— Stored data entries —

************

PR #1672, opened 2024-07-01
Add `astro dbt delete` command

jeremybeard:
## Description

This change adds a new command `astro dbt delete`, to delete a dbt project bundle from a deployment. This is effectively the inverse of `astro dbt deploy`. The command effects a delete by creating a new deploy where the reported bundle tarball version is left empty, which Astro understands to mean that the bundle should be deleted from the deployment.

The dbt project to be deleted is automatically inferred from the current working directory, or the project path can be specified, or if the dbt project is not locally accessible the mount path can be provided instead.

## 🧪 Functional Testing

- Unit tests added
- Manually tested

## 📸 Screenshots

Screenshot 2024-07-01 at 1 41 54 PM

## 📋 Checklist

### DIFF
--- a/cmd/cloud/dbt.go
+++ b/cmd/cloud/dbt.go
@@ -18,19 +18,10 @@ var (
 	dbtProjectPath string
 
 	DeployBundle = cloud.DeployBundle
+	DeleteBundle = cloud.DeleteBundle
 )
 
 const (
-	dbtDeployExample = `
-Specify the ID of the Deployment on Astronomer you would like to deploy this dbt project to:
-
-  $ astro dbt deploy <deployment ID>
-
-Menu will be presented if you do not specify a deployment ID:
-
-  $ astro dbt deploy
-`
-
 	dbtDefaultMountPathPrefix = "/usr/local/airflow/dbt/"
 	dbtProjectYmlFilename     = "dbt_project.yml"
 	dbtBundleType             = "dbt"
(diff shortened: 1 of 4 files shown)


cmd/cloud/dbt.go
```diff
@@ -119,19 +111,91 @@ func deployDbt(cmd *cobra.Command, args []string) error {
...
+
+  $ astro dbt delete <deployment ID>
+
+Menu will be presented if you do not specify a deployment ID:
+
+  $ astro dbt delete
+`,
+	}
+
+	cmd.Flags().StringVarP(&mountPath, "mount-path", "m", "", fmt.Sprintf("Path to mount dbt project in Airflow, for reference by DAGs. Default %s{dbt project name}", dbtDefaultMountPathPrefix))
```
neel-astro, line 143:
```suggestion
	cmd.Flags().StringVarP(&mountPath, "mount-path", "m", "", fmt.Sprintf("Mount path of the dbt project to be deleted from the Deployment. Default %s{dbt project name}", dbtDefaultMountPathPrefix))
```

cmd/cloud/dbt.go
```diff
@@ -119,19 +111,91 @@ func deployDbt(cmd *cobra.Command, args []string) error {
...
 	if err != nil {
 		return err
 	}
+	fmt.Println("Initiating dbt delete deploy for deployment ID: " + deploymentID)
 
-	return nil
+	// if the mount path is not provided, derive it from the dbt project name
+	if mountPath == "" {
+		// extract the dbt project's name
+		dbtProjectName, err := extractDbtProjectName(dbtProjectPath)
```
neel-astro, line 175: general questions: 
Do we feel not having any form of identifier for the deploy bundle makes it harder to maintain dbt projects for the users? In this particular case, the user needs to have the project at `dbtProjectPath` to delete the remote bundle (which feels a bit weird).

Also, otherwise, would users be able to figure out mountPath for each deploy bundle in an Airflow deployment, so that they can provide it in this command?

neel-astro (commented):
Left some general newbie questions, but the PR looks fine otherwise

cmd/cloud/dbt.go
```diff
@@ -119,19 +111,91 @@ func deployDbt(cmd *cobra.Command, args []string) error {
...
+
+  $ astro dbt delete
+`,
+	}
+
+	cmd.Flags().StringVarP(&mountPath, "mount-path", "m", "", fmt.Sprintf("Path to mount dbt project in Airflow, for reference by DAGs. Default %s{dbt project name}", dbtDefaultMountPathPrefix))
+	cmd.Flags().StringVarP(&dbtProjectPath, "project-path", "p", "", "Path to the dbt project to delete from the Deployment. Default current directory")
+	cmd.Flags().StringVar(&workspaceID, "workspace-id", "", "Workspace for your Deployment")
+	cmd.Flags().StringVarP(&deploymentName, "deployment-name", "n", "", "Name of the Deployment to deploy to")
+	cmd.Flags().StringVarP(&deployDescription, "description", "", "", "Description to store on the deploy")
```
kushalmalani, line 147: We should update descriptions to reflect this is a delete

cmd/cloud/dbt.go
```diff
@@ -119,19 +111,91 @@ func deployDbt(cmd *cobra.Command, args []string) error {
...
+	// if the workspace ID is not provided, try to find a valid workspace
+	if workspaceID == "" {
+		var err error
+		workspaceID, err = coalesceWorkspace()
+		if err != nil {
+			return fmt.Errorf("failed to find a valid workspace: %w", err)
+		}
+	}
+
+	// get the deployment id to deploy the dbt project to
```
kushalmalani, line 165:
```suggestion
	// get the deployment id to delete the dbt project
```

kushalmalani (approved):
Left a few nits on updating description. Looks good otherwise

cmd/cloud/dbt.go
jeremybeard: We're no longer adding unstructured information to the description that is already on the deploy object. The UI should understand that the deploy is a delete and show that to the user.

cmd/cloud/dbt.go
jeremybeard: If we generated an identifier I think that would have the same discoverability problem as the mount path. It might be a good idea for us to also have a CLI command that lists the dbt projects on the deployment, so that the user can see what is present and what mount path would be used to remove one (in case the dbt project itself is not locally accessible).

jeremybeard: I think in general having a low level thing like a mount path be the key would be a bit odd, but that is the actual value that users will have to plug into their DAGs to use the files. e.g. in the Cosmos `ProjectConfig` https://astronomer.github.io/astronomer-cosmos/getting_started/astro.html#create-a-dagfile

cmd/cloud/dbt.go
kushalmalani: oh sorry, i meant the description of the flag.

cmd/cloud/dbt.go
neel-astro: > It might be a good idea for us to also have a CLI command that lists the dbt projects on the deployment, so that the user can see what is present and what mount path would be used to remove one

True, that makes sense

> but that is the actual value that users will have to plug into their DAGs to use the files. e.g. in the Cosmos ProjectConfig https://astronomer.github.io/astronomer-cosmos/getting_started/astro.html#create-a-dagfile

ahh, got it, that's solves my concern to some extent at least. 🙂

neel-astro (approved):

************

— Your task —
Where a line in the entries holds "kushalmalani", copy that line.

— Exercise solution —
kushalmalani, line 147: We should update descriptions to reflect this is a delete
kushalmalani, line 165:
kushalmalani (approved):
kushalmalani: oh sorry, i meant the description of the flag.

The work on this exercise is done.